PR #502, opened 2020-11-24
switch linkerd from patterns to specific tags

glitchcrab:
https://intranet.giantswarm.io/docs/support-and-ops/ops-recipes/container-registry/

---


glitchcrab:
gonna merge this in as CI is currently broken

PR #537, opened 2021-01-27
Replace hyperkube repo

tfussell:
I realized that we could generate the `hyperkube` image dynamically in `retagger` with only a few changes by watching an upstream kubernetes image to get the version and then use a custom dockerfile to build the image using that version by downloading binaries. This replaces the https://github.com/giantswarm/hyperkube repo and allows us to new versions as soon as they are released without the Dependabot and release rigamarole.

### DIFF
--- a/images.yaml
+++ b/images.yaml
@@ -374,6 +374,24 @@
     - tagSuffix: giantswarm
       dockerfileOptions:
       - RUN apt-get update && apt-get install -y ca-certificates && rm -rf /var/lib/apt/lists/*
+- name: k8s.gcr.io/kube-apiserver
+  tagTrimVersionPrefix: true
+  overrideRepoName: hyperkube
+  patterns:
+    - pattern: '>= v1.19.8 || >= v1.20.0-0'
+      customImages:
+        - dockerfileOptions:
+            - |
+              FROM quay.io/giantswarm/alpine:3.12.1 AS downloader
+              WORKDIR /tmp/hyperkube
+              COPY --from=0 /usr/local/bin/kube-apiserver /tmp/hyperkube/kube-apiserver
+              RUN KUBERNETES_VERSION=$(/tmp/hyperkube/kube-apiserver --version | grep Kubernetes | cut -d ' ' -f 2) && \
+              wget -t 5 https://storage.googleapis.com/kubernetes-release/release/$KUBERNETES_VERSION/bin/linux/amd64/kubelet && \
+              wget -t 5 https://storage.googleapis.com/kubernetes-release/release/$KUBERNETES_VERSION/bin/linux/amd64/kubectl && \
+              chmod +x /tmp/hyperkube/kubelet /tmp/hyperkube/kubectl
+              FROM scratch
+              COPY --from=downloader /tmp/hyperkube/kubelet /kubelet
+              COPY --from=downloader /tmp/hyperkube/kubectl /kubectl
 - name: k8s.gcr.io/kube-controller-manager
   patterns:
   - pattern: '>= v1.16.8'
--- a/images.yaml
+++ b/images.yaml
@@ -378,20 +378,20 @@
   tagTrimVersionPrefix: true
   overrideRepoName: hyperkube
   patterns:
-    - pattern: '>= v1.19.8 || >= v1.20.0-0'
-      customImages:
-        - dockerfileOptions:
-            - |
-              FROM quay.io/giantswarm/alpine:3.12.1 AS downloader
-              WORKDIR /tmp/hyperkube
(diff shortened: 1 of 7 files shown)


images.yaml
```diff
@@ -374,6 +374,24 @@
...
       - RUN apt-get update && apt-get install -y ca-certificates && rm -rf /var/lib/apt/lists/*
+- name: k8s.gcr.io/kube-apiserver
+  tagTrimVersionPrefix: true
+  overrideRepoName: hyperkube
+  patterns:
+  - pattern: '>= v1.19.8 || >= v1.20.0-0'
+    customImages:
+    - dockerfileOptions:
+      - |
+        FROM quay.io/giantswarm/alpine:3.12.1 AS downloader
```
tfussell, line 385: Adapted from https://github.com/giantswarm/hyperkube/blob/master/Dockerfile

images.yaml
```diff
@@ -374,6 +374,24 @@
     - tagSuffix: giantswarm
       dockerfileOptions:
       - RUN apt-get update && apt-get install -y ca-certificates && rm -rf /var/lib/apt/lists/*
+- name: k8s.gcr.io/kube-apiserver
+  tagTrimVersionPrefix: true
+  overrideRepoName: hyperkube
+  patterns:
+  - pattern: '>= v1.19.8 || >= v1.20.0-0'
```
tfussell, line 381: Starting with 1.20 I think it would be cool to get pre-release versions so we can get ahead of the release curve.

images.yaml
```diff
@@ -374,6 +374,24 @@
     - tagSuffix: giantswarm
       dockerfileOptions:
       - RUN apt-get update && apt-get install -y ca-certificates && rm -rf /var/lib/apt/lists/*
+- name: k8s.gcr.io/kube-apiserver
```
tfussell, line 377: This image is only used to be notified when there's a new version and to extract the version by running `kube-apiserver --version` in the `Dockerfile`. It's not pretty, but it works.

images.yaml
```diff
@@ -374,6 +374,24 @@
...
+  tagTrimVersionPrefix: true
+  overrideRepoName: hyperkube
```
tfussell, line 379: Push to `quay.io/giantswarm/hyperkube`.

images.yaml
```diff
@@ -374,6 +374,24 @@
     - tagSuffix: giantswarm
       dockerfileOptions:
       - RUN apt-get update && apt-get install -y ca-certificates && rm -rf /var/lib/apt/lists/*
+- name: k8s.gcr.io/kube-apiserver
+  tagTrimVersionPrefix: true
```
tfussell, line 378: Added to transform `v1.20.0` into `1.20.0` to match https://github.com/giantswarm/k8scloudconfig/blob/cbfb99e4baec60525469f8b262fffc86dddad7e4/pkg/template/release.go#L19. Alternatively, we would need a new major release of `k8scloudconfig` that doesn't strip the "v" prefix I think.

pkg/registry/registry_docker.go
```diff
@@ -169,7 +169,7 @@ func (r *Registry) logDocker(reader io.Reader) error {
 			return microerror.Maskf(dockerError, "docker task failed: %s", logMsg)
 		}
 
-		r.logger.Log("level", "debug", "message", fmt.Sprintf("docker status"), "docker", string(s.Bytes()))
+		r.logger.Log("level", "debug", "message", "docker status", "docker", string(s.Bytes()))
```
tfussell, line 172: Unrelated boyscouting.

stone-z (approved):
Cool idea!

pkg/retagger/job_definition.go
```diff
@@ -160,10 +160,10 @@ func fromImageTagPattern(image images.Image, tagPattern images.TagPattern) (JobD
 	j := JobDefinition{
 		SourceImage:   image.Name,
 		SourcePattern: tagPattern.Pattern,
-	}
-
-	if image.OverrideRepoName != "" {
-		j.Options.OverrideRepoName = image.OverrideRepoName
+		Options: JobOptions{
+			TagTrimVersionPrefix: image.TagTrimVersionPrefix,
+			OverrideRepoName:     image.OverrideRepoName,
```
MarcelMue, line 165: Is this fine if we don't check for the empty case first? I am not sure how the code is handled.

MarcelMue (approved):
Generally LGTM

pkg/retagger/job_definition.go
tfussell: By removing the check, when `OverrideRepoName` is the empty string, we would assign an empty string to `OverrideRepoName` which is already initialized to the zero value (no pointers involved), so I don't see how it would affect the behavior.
+-------+
◆ What to produce ◆
All of the lines above should be returned exactly as written.

◆ Worked solution ◆
PR #502, opened 2020-11-24
switch linkerd from patterns to specific tags

glitchcrab:
https://intranet.giantswarm.io/docs/support-and-ops/ops-recipes/container-registry/

---


glitchcrab:
gonna merge this in as CI is currently broken

PR #537, opened 2021-01-27
Replace hyperkube repo

tfussell:
I realized that we could generate the `hyperkube` image dynamically in `retagger` with only a few changes by watching an upstream kubernetes image to get the version and then use a custom dockerfile to build the image using that version by downloading binaries. This replaces the https://github.com/giantswarm/hyperkube repo and allows us to new versions as soon as they are released without the Dependabot and release rigamarole.

### DIFF
--- a/images.yaml
+++ b/images.yaml
@@ -374,6 +374,24 @@
     - tagSuffix: giantswarm
       dockerfileOptions:
       - RUN apt-get update && apt-get install -y ca-certificates && rm -rf /var/lib/apt/lists/*
+- name: k8s.gcr.io/kube-apiserver
+  tagTrimVersionPrefix: true
+  overrideRepoName: hyperkube
+  patterns:
+    - pattern: '>= v1.19.8 || >= v1.20.0-0'
+      customImages:
+        - dockerfileOptions:
+            - |
+              FROM quay.io/giantswarm/alpine:3.12.1 AS downloader
+              WORKDIR /tmp/hyperkube
+              COPY --from=0 /usr/local/bin/kube-apiserver /tmp/hyperkube/kube-apiserver
+              RUN KUBERNETES_VERSION=$(/tmp/hyperkube/kube-apiserver --version | grep Kubernetes | cut -d ' ' -f 2) && \
+              wget -t 5 https://storage.googleapis.com/kubernetes-release/release/$KUBERNETES_VERSION/bin/linux/amd64/kubelet && \
+              wget -t 5 https://storage.googleapis.com/kubernetes-release/release/$KUBERNETES_VERSION/bin/linux/amd64/kubectl && \
+              chmod +x /tmp/hyperkube/kubelet /tmp/hyperkube/kubectl
+              FROM scratch
+              COPY --from=downloader /tmp/hyperkube/kubelet /kubelet
+              COPY --from=downloader /tmp/hyperkube/kubectl /kubectl
 - name: k8s.gcr.io/kube-controller-manager
   patterns:
   - pattern: '>= v1.16.8'
--- a/images.yaml
+++ b/images.yaml
@@ -378,20 +378,20 @@
   tagTrimVersionPrefix: true
   overrideRepoName: hyperkube
   patterns:
-    - pattern: '>= v1.19.8 || >= v1.20.0-0'
-      customImages:
-        - dockerfileOptions:
-            - |
-              FROM quay.io/giantswarm/alpine:3.12.1 AS downloader
-              WORKDIR /tmp/hyperkube
(diff shortened: 1 of 7 files shown)


images.yaml
```diff
@@ -374,6 +374,24 @@
...
       - RUN apt-get update && apt-get install -y ca-certificates && rm -rf /var/lib/apt/lists/*
+- name: k8s.gcr.io/kube-apiserver
+  tagTrimVersionPrefix: true
+  overrideRepoName: hyperkube
+  patterns:
+  - pattern: '>= v1.19.8 || >= v1.20.0-0'
+    customImages:
+    - dockerfileOptions:
+      - |
+        FROM quay.io/giantswarm/alpine:3.12.1 AS downloader
```
tfussell, line 385: Adapted from https://github.com/giantswarm/hyperkube/blob/master/Dockerfile

images.yaml
```diff
@@ -374,6 +374,24 @@
     - tagSuffix: giantswarm
       dockerfileOptions:
       - RUN apt-get update && apt-get install -y ca-certificates && rm -rf /var/lib/apt/lists/*
+- name: k8s.gcr.io/kube-apiserver
+  tagTrimVersionPrefix: true
+  overrideRepoName: hyperkube
+  patterns:
+  - pattern: '>= v1.19.8 || >= v1.20.0-0'
```
tfussell, line 381: Starting with 1.20 I think it would be cool to get pre-release versions so we can get ahead of the release curve.

images.yaml
```diff
@@ -374,6 +374,24 @@
     - tagSuffix: giantswarm
       dockerfileOptions:
       - RUN apt-get update && apt-get install -y ca-certificates && rm -rf /var/lib/apt/lists/*
+- name: k8s.gcr.io/kube-apiserver
```
tfussell, line 377: This image is only used to be notified when there's a new version and to extract the version by running `kube-apiserver --version` in the `Dockerfile`. It's not pretty, but it works.

images.yaml
```diff
@@ -374,6 +374,24 @@
...
+  tagTrimVersionPrefix: true
+  overrideRepoName: hyperkube
```
tfussell, line 379: Push to `quay.io/giantswarm/hyperkube`.

images.yaml
```diff
@@ -374,6 +374,24 @@
     - tagSuffix: giantswarm
       dockerfileOptions:
       - RUN apt-get update && apt-get install -y ca-certificates && rm -rf /var/lib/apt/lists/*
+- name: k8s.gcr.io/kube-apiserver
+  tagTrimVersionPrefix: true
```
tfussell, line 378: Added to transform `v1.20.0` into `1.20.0` to match https://github.com/giantswarm/k8scloudconfig/blob/cbfb99e4baec60525469f8b262fffc86dddad7e4/pkg/template/release.go#L19. Alternatively, we would need a new major release of `k8scloudconfig` that doesn't strip the "v" prefix I think.

pkg/registry/registry_docker.go
```diff
@@ -169,7 +169,7 @@ func (r *Registry) logDocker(reader io.Reader) error {
 			return microerror.Maskf(dockerError, "docker task failed: %s", logMsg)
 		}
 
-		r.logger.Log("level", "debug", "message", fmt.Sprintf("docker status"), "docker", string(s.Bytes()))
+		r.logger.Log("level", "debug", "message", "docker status", "docker", string(s.Bytes()))
```
tfussell, line 172: Unrelated boyscouting.

stone-z (approved):
Cool idea!

pkg/retagger/job_definition.go
```diff
@@ -160,10 +160,10 @@ func fromImageTagPattern(image images.Image, tagPattern images.TagPattern) (JobD
 	j := JobDefinition{
 		SourceImage:   image.Name,
 		SourcePattern: tagPattern.Pattern,
-	}
-
-	if image.OverrideRepoName != "" {
-		j.Options.OverrideRepoName = image.OverrideRepoName
+		Options: JobOptions{
+			TagTrimVersionPrefix: image.TagTrimVersionPrefix,
+			OverrideRepoName:     image.OverrideRepoName,
```
MarcelMue, line 165: Is this fine if we don't check for the empty case first? I am not sure how the code is handled.

MarcelMue (approved):
Generally LGTM

pkg/retagger/job_definition.go
tfussell: By removing the check, when `OverrideRepoName` is the empty string, we would assign an empty string to `OverrideRepoName` which is already initialized to the zero value (no pointers involved), so I don't see how it would affect the behavior.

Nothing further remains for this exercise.